▶ _What needs to be done_
Write every entry out again, unchanged.

--- START ---

Issue #5687, opened 2022-08-18
[SF][A11y][AXE][ui5-button]: axe error for icon only button


GongRichard:
### **Bug Description**
There has below axe error for icon only button.
<svg> elements with an img role must have an alternative text.
Please fix it in 1.7.0

### **Expected Behavior**
Set aria-label of <svg> with an img role

### **Steps to Reproduce**
1. Go to 'https://sap.github.io/ui5-webcomponents/playground/components/Button/'
2. run axe plugin to scan the page
3. you will see the error

### **Context**
- UI5 Web Components version: {1.6.0}
- OS/Platform: {macOS}
- Browser: {Chrome}
- Affected component: {ui5-button}

### **Log Output / Stack Trace / Screenshots**
<img width="1740" alt="image" src="https://user-images.githubusercontent.com/13098801/185398053-565dccdf-1dd0-4d93-8d11-32ae51d91e2c.png">

### **Priority**
- [ ] Low
- [x] Medium
- [ ] High
- [ ] Very High

The priority indicates the severity of the issue. To set the appropriate priority consider the following criteria:
- Breaks entire application or system - High or Very High
- Accessibility issue - Medium or High
- Functional issue - Medium or High
- Visual issue - Low or Medium

**Note:** The priority might be re-evaluated by the issue processor.

### **Stakeholder Info** (if applicable)

- Organization: {SAP SuccessFactors}
- Business impact: {...}

unazko:
Hello @SAP/ui5-webcomponents-topic-b,

Some of the icon-only buttons in the playground sample do not have a tooltip and they should.
In the ui5-button implementation its is specific that the tooltip comes from the icon directly.
Some of ui5-icons do not return any tooltip information though. We should try to provide a tooltip for all icon-only buttons
using the tooltip information from the inner icons.

Best Regards,
Boyan

unazko:
Hello @GongRichard,

Please do refer to the following incident: https://github.com/SAP/ui5-webcomponents/issues/5596
for the same issue. There is an answer there.

Best Regards,
Boyan Rakilovski

Issue #5596, opened 2022-08-01
[SF][A11Y][Button] some icon only button svg with role="img" don't have an aria-label


sfsf-xweb-sh:
### **Bug Description**
some icon only button svg with role="img" don't have an aria-label

### **Expected Behavior**
icon only button svg with role="img" should have an aria-label.

### **Steps to Reproduce**
1. Go to https://sap.github.io/ui5-webcomponents/playground/components/Button/
2. see the result with chrome dev tool
<img width="1132" alt="Screen Shot 2022-08-01 at 18 17 52" src="https://user-images.githubusercontent.com/78520316/182127549-5e5a61ed-c817-4280-84df-8fc04c07fb43.png">

### **Context**
- UI5 Web Components version: 1.6.0
- OS/Platform: all
- Browser: all
- Affected component: ui5-button

### **Log Output / Stack Trace / Screenshots**
```
{...}
```
### **Priority**
- [ ] Low
- [x] Medium
- [ ] High
- [ ] Very High

The priority indicates the severity of the issue. To set the appropriate priority consider the following criteria:
- Breaks entire application or system - High or Very High
- Accessibility issue - Medium or High
- Functional issue - Medium or High
- Visual issue - Low or Medium

**Note:** The priority might be re-evaluated by the issue processor.

### **Stakeholder Info** (if applicable)

- Organization: {SF}
- Business impact: {Medium}

MapTo0:
Dear @SAP/ui5-webcomponents-topic-b 

We discusses with Boyan, that you have done some work on that topic with that change: https://github.com/SAP/ui5-webcomponents/pull/5592

Could you please check if it satisfies the requirement here.

Regards,
Martin

unazko:
Hello @sfsf-xweb-sh,

There is the following component enhancement: https://github.com/SAP/ui5-webcomponents/issues/5733
With it we'll apply the default tooltip (coming from the inner icon) to the <code>ui5-button</code> component directly.
This will result in no AXE reports in the described use case as the inner <code>ui5-icon</code> will have role "presentation".

Currently the internal <code>ui5-icon</code> tooltip is displayed for the <code>ui5-button</code> if no <code>tooltip</code> property is set. Some <code>ui5-icon</code>'s do not provide a default tooltip and so
[...]

Issue #5505, opened 2022-07-14
Axe reports issue for ui5-button 1.5.0 <svg> elements with an img role must have an alternative text


mydavidzhang:
### **Bug Description**
Axe reports issue for ui5-button "<svg> elements with an img role must have an alternative text"
Element source <svg class="ui5-icon-root" viewBox="0 0 512 512" focusable="false" preserveAspectRatio="xMidYMid meet" xmlns="http://www.w3.org/2000/svg" role="img">
NOTE: issue happens when button has only icon

### **Expected Behavior**
No Axe issue

### **Steps to Reproduce**
1. Go to https://sap.github.io/ui5-webcomponents/playground/components/Button/
2. run Axe plugin
3. See issue  "<svg> elements with an img role must have an alternative text"

### **Isolated Example**
https://sap.github.io/ui5-webcomponents/playground/components/Button/

### **Context**
- UI5 Web Components version: 1.5.0

### **Log Output / Stack Trace / Screenshots**
<img width="2014" alt="Screen Shot 2022-07-13 at 5 44 00 PM" src="https://user-images.githubusercontent.com/10460331/178861280-1606eb18-0424-4c73-8ae4-d165a7346a93.png">

### **Priority**

- [ ] Low
- [x] Medium
- [ ] High
- [ ] Very High

The priority indicates the severity of the issue. To set the appropriate priority consider the following criteria:
- Breaks entire application or system - High or Very High
- Accessibility issue - Medium or High
- Functional issue - Medium or High
- Visual issue - Low or Medium

**Note:** The priority might be re-evaluated by the issue processor.

### **Stakeholder Info** (if applicable)

- Organization: Successfactors
- Business impact:

unazko:
Hello @mydavidzhang,

Please do refer to the following incident: https://github.com/SAP/ui5-webcomponents/issues/5596
for the same issue. There is an answer there.

Best Regards,
Boyan Rakilovski

PR #5734, opened 2022-08-26
fix(ui5-button): provide tooltip for icon-only buttons

unazko:
According to UX guidelines, every instance of an icon-only button needs a tooltip.
When the inner ui5-icon element doesn't have a default one, the tooltip property
should be provided at the application side.

Related to: #5687
Related to: #5596
Related to: #5505

### DIFF
--- a/packages/main/src/Button.js
+++ b/packages/main/src/Button.js
@@ -114,7 +114,7 @@ const metadata = {
 		/**
 		 * Defines the tooltip of the component.
 		 * <br>
-		 * <b>Note:</b> A tooltip attribute should be provided for an icon-only buttons, in order to represent their exact meaning/function.
+		 * <b>Note:</b> A tooltip attribute should be provided for icon-only buttons, in order to represent their exact meaning/function.
 		 * @type {string}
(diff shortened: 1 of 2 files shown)


elenastoyanovaa (commented):
+1 from my side

Please include an UA colleague.

tsanislavgatev (approved):

packages/main/src/Button.js
```diff
@@ -114,7 +114,7 @@ const metadata = {
 		/**
 		 * Defines the tooltip of the component.
 		 * <br>
-		 * <b>Note:</b> We recommend setting tooltip to icon-only components.
+		 * <b>Note:</b> A tooltip attribute should be provided for an icon-only buttons, in order to represent their exact meaning/function.
```
DavidMitreski5, line 117: A tooltip attribute should be provided for icon-only buttons, in order to represent their exact meaning/function.

unazko: Done

DavidMitreski5 (approved):

ilhan007 (approved):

--- END ---

▶ _Response_
Issue #5687, opened 2022-08-18
[SF][A11y][AXE][ui5-button]: axe error for icon only button


GongRichard:
### **Bug Description**
There has below axe error for icon only button.
<svg> elements with an img role must have an alternative text.
Please fix it in 1.7.0

### **Expected Behavior**
Set aria-label of <svg> with an img role

### **Steps to Reproduce**
1. Go to 'https://sap.github.io/ui5-webcomponents/playground/components/Button/'
2. run axe plugin to scan the page
3. you will see the error

### **Context**
- UI5 Web Components version: {1.6.0}
- OS/Platform: {macOS}
- Browser: {Chrome}
- Affected component: {ui5-button}

### **Log Output / Stack Trace / Screenshots**
<img width="1740" alt="image" src="https://user-images.githubusercontent.com/13098801/185398053-565dccdf-1dd0-4d93-8d11-32ae51d91e2c.png">

### **Priority**
- [ ] Low
- [x] Medium
- [ ] High
- [ ] Very High

The priority indicates the severity of the issue. To set the appropriate priority consider the following criteria:
- Breaks entire application or system - High or Very High
- Accessibility issue - Medium or High
- Functional issue - Medium or High
- Visual issue - Low or Medium

**Note:** The priority might be re-evaluated by the issue processor.

### **Stakeholder Info** (if applicable)

- Organization: {SAP SuccessFactors}
- Business impact: {...}

unazko:
Hello @SAP/ui5-webcomponents-topic-b,

Some of the icon-only buttons in the playground sample do not have a tooltip and they should.
In the ui5-button implementation its is specific that the tooltip comes from the icon directly.
Some of ui5-icons do not return any tooltip information though. We should try to provide a tooltip for all icon-only buttons
using the tooltip information from the inner icons.

Best Regards,
Boyan

unazko:
Hello @GongRichard,

Please do refer to the following incident: https://github.com/SAP/ui5-webcomponents/issues/5596
for the same issue. There is an answer there.

Best Regards,
Boyan Rakilovski

Issue #5596, opened 2022-08-01
[SF][A11Y][Button] some icon only button svg with role="img" don't have an aria-label


sfsf-xweb-sh:
### **Bug Description**
some icon only button svg with role="img" don't have an aria-label

### **Expected Behavior**
icon only button svg with role="img" should have an aria-label.

### **Steps to Reproduce**
1. Go to https://sap.github.io/ui5-webcomponents/playground/components/Button/
2. see the result with chrome dev tool
<img width="1132" alt="Screen Shot 2022-08-01 at 18 17 52" src="https://user-images.githubusercontent.com/78520316/182127549-5e5a61ed-c817-4280-84df-8fc04c07fb43.png">

### **Context**
- UI5 Web Components version: 1.6.0
- OS/Platform: all
- Browser: all
- Affected component: ui5-button

### **Log Output / Stack Trace / Screenshots**
```
{...}
```
### **Priority**
- [ ] Low
- [x] Medium
- [ ] High
- [ ] Very High

The priority indicates the severity of the issue. To set the appropriate priority consider the following criteria:
- Breaks entire application or system - High or Very High
- Accessibility issue - Medium or High
- Functional issue - Medium or High
- Visual issue - Low or Medium

**Note:** The priority might be re-evaluated by the issue processor.

### **Stakeholder Info** (if applicable)

- Organization: {SF}
- Business impact: {Medium}

MapTo0:
Dear @SAP/ui5-webcomponents-topic-b 

We discusses with Boyan, that you have done some work on that topic with that change: https://github.com/SAP/ui5-webcomponents/pull/5592

Could you please check if it satisfies the requirement here.

Regards,
Martin

unazko:
Hello @sfsf-xweb-sh,

There is the following component enhancement: https://github.com/SAP/ui5-webcomponents/issues/5733
With it we'll apply the default tooltip (coming from the inner icon) to the <code>ui5-button</code> component directly.
This will result in no AXE reports in the described use case as the inner <code>ui5-icon</code> will have role "presentation".

Currently the internal <code>ui5-icon</code> tooltip is displayed for the <code>ui5-button</code> if no <code>tooltip</code> property is set. Some <code>ui5-icon</code>'s do not provide a default tooltip and so
[...]

Issue #5505, opened 2022-07-14
Axe reports issue for ui5-button 1.5.0 <svg> elements with an img role must have an alternative text


mydavidzhang:
### **Bug Description**
Axe reports issue for ui5-button "<svg> elements with an img role must have an alternative text"
Element source <svg class="ui5-icon-root" viewBox="0 0 512 512" focusable="false" preserveAspectRatio="xMidYMid meet" xmlns="http://www.w3.org/2000/svg" role="img">
NOTE: issue happens when button has only icon

### **Expected Behavior**
No Axe issue

### **Steps to Reproduce**
1. Go to https://sap.github.io/ui5-webcomponents/playground/components/Button/
2. run Axe plugin
3. See issue  "<svg> elements with an img role must have an alternative text"

### **Isolated Example**
https://sap.github.io/ui5-webcomponents/playground/components/Button/

### **Context**
- UI5 Web Components version: 1.5.0

### **Log Output / Stack Trace / Screenshots**
<img width="2014" alt="Screen Shot 2022-07-13 at 5 44 00 PM" src="https://user-images.githubusercontent.com/10460331/178861280-1606eb18-0424-4c73-8ae4-d165a7346a93.png">

### **Priority**

- [ ] Low
- [x] Medium
- [ ] High
- [ ] Very High

The priority indicates the severity of the issue. To set the appropriate priority consider the following criteria:
- Breaks entire application or system - High or Very High
- Accessibility issue - Medium or High
- Functional issue - Medium or High
- Visual issue - Low or Medium

**Note:** The priority might be re-evaluated by the issue processor.

### **Stakeholder Info** (if applicable)

- Organization: Successfactors
- Business impact:

unazko:
Hello @mydavidzhang,

Please do refer to the following incident: https://github.com/SAP/ui5-webcomponents/issues/5596
for the same issue. There is an answer there.

Best Regards,
Boyan Rakilovski

PR #5734, opened 2022-08-26
fix(ui5-button): provide tooltip for icon-only buttons

unazko:
According to UX guidelines, every instance of an icon-only button needs a tooltip.
When the inner ui5-icon element doesn't have a default one, the tooltip property
should be provided at the application side.

Related to: #5687
Related to: #5596
Related to: #5505

### DIFF
--- a/packages/main/src/Button.js
+++ b/packages/main/src/Button.js
@@ -114,7 +114,7 @@ const metadata = {
 		/**
 		 * Defines the tooltip of the component.
 		 * <br>
-		 * <b>Note:</b> A tooltip attribute should be provided for an icon-only buttons, in order to represent their exact meaning/function.
+		 * <b>Note:</b> A tooltip attribute should be provided for icon-only buttons, in order to represent their exact meaning/function.
 		 * @type {string}
(diff shortened: 1 of 2 files shown)


elenastoyanovaa (commented):
+1 from my side

Please include an UA colleague.

tsanislavgatev (approved):

packages/main/src/Button.js
```diff
@@ -114,7 +114,7 @@ const metadata = {
 		/**
 		 * Defines the tooltip of the component.
 		 * <br>
-		 * <b>Note:</b> We recommend setting tooltip to icon-only components.
+		 * <b>Note:</b> A tooltip attribute should be provided for an icon-only buttons, in order to represent their exact meaning/function.
```
DavidMitreski5, line 117: A tooltip attribute should be provided for icon-only buttons, in order to represent their exact meaning/function.

unazko: Done

DavidMitreski5 (approved):

ilhan007 (approved):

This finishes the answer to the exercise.